I tried building ocl-icd myself as well, no change though.

I tried make clean and deleting the build folder and rebuilding as well.

Keep in mind that it works fine without the ICD, so core PoCL works. It must have something to do with the ICD. Another thing to note is that my AMD ROCM platform is detected and runs fine through the ICD, so it may be on PoCL's end somehow.

I checked the symbols, I wouldn't know which one to look for, but it seems to be correct (and the clCreateContext functions are there).

I have used PoCL on different machines several times in the past, but never had this issue, pretty weird.

pjaaskel commented 1 year ago

Which version of OCL ICD? Is it built against the OpenCL 3.0 headers?

Sometimes the ICD loader is overwritten by proprietary OpenCL drivers and it install an unknown ICD loader and strangeness like this can happen. Does it work better if you copy the icd file to the default search directory?
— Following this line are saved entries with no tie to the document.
PR #1216, opened 2021-01-06
Show valid remaining time

RadekVana:
BFW-1645

### DIFF
--- a/src/gui/screen_printing.cpp
+++ b/src/gui/screen_printing.cpp
@@ -166,6 +166,7 @@ screen_printing_data_t::screen_printing_data_t()
     initAndSetIconAndLabel(btn_tune, res_tune);
     initAndSetIconAndLabel(btn_pause, res_pause);
     initAndSetIconAndLabel(btn_stop, res_stop);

222464 commented 1 year ago

@pjaaskel It is being built against the OpenCL 3.0 headers, at least when I grep the cache it says the HAVE_OCL_ICD_30_COMPATIBLE variable is set to 1.

Here's something interesting I found in the CMake cache though, when searching for "OPENCL":

ENABLE_LIBLLVMOPENCL:BOOL=OFF
INSTALL_OPENCL_HEADERS:BOOL=OFF
OPENCL_H:FILEPATH=/usr/local/include/CL/opencl.h
OPENCL_HPP:FILEPATH=/usr/include/CL/opencl.hpp
POCL_INSTALL_OPENCL_HEADER_DIR:PATH=/usr/local/include/CL
OPENCL_FOUND:INTERNAL=1
OPENCL_LIBDIR:INTERNAL=/usr/lib
OPENCL_LIBRARIES:INTERNAL=/usr/lib/libOpenCL.so

It seems to be using different headers and libs (one usr/ and one usr/local)?